Introduction To Linguistic Indexes – Part II January 9, 2008Posted by Richard Foote in Indexing Tricks, Linguistic Indexes, Oracle Cost Based Optimizer, Oracle Indexes, Performance Tuning.
As previously discussed, Linguistic Indexes can potentially be useful with case-insensitive searches and sorts.
However, they have a number of issues and disadvantages.
The first issue is that once the NLS_COMP parameter is set to ‘LINGUISTIC’ and the NLS_SORT parameter is set to something other than ‘BINARY’, standard binary indexes can no longer be used and are ignored by the CBO. This means one needs to have a very careful and consistent indexing strategy to ensure no SQL statements are compromised while Linguistic related NLS parameters are set. Simple demo highlighting issues with mixing Linguistic and Binary Indexes here. Note these demos follow those in Introduction To Linguistic Indexes Part I.
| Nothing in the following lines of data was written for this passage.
PR #163, opened 2021-08-11
Remove version fields from Cargo.toml that are not for `creates.io`

rhdxmr:
Version fields for redbpf packages are removed from `Cargo.toml`. But I only modified packages that are not uploaded to `creates.io`


rsdy:
One of the other issues here is that `ˆ` does not work with `-rc` pre-release version numbers in cargo, So that would also make sense to change in one go.

rsdy (approved):

PR #169, opened 2021-08-22
Change helper return values from i32 to i64

### LINKED ISSUE #145: Change return type of functions which expose return of bpf helpers
Since `6f8e021c3c8904d19b659898e4b8b83782ef62bb` of libbpf changed return type of bpf helpers from `int` to `long`, there exist inconsistency of return type where functions directly return the value from bpf helpers.
But changing return type of public API incurs semver breakage, and this fix will be deferred until next major version upgrade.

List of functions which are needed to be fixed:
- bpf_probe_read
- StackTrace.stack_id
- ProgramArray.bpf_tail_call

rhdxmr:
Follow up libbpf's 6f8e021c commit

This resolves #145 

- redbpf_probes::helpers::bpf_probe_read
- redbpf_probes::helpers::bpf_perf_event_output
- redbpf_probes::maps::StackTrace::stack_id
- redbpf_probes::maps::ProgramArray::tail_call

and 
- redbpf::StackTrace::get, delete

### DIFF
--- a/examples/example-probes/src/mallocstacks/main.rs
+++ b/examples/example-probes/src/mallocstacks/main.rs
@@ -15,7 +15,6 @@ static mut malloc_event: PerfMap<MallocEvent> = PerfMap::with_max_entries(1024);
 fn malloc(regs: Registers) {
     let mut mev = MallocEvent {
         stackid: 0,
-        _padding: 0,
         size: regs.parm1(),
     };
 
--- a/examples/example-probes/src/mallocstacks/mod.rs
+++ b/examples/example-probes/src/mallocstacks/mod.rs
@@ -1,7 +1,6 @@
 #[derive(Debug)]
 #[repr(C)]
 pub struct MallocEvent {
-    pub stackid: i32,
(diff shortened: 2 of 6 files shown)


rsdy:
This looks good, albeit i'm slightly concerned changing `c_int` to `i64` indiscriminately because on arm64 a lot of amd64 i64's are u64's in this context.

Since it looks like GitHub Actions can't run ARM64 builders right now without extra magic (https://github.com/actions/virtual-environments/issues/2552), I think we can drop arm64 verification for 2.0 and roll with it.

rsdy (approved):

rhdxmr:
@rsdy 
>  on arm64 a lot of amd64 i64's are u64's in this context.
what does that mean? I am not familiar with arm64 so I don't get it.

rsdy:
A fair amount of places where Linux on x86 uses unsigned types, arm64 uses unsigned ones, and it's not always straightforward, where. I don't think it's practically an issue now, as I don't expect many arm64 users.

Issue #173, opened 2021-08-27
redbpf-probes build script failure


rhdxmr:
The build script of `redbpf-probes` 2.0 exits abnormally with this error.

> error: header '../bpf-sys/libbpf/src/bpf_helpers.h' does not exist.

This happens when the `redbpf-probes` dependency is defined only with a version number.

I found that a copy of `bpf_helpers.h` was removed from `redbpf-probes` by c33138d7de322bb92cf2e690af29ebfa0055038f on May 10.

I could not run into this issue before `redbpf-probes` 2.0 was released to `crates.io`
because everything's ok with the `redbpf-probes` dependency if it is defined by using a `path =` option.

PR #174, opened 2021-08-27
Add redbpf-probes/include/libbpf git sub-module

rhdxmr:
Handles #173


rhdxmr:
@rsdy submodule is discarded and two symlinks are added.
Also I checked that `cargo publish` command follows the symlinks and includes the original files into the crate.

rsdy (approved):

Issue #183, opened 2021-09-14
error: options `-C embed-bitcode=no` and `-C lto` are incompatible


rhdxmr:
With rust v1.55, redbpf-tools compilation fails

```
error: options `-C embed-bitcode=no` and `-C lto` are incompatible
```

But with rust v1.54, compilation succeeds

rhdxmr:
Close this issue. it's been resolved by #184

p-e-w:
I suggest making a patch release with the fix, since this bug completely breaks RedBPF for users of the latest Rust version, with no obvious workaround other than downgrading.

The next issue is that Linguistic Indexes are ignored for some types of predicate conditions. MIN, MAX and LIKE can not be used with Linguistic Indexes (although LIKE can now be used with 11g). Simple demo highlighting problems with these predicate conditions here.
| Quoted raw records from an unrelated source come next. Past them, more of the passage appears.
PR #188, opened 2021-09-24
Disable Alpine until they have LLVM12

rsdy:
Disable Alpine builds on CI until they ship with LLVM12. I don't see how we could simultaneously fix the issue described in #187 and maintain Alpine support, as they still ship with LLVM11 _and_ the newest Rust compiler.

@p-e-w @rhdxmr Please do let me know if you know of a cleaner solution for this.


rhdxmr:
@rsdy @p-e-w 
I'm merging this because I could not come up with a cleaner solution right now.
If I'll get a better solution, then I'll send a PR to re-enable alpine 3.14 build test.

rhdxmr (approved):

rhdxmr:
@rsdy Are ready to roll out a new version? Then let's go

PR #193, opened 2021-09-28
Allow unsafe functions to be used as probes

p-e-w:
Probe code commonly contains lots of unsafe operations (accessing `static mut` maps, dereferencing `*const` values from registers, `mem::transmute` etc). Instead of riddling the code with `unsafe {}` blocks, it can often be cleaner to just mark the entire function as `unsafe`.

Alas, that is currently impossible, because the attribute macros generate code that calls the probe function in a safe context. This PR simply wraps each probe function invocation in an `unsafe` block, thus enabling `unsafe fn`s to be used as probes.

Note that

* having an `unsafe` block that contains only safe statements is perfectly fine in Rust
* unsafe contexts don't propagate down the call chain, so if the function is *not* declared as `unsafe`, the compiler still enforces safety checks
* the `unsafe` blocks added here only contain a function call and a pre-evaluated argument, so no unsafety is actually being introduced.

Thus this change simply adds the capability to use `unsafe fn`s if you want to, without weakening any checks if you don't.

### DIFF
--- a/redbpf-macros/src/lib.rs
+++ b/redbpf-macros/src/lib.rs
@@ -315,7 +315,7 @@ fn wrap_kprobe(item: ItemFn) -> ItemFn {
     parse_quote! {
         fn #outer_ident(ctx: *mut c_void) -> i32 {
             let regs = ::redbpf_probes::registers::Registers::from(ctx);
-            let _ = #ident(regs);
+            let _ = unsafe { #ident(regs) };
             return 0;
 
             #item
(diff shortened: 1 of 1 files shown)


rsdy (approved):
This looks to me like a safe change, and a well reasoned PR. I'm keen to get this in, but just to double check, please have a look @rhdxmr .

rhdxmr:
Hello @p-e-w

I reviewed your PR and I am fully satisfied with your code.
Thanks for this modification and this change is valuable.
And I felt you made this change upon mature consideration. I felt that from
your elaborate description.

I am merging this PR.

Thank you.

rhdxmr (approved):

PR #207, opened 2021-10-25
expose result of map set and add insert, update method

ihciah:
I want to set value in userspace, but I don't know if the set is succeed. Maybe the max size limit exceed, or other cases.
We may expost the result to users.

And I found the flag is not exposed either, which can be done by adding insert and update method with `BPF_NOEXIST` and `BPF_EXIST` flag.


rsdy:
I'm closing this as stale. Please re-open if this is still relevant.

Finally, Linguistic Indexes typically use more storage than Binary indexes and so have more associated overheads and costs. The differences in storage is dependent on the charactersets associated with the various indexes. Some examples of differences shown here. Warning: This demo has lots of block dumps !!
Linguistic Indexes are worthy of consideration, but so are the associated costs and disadvantages.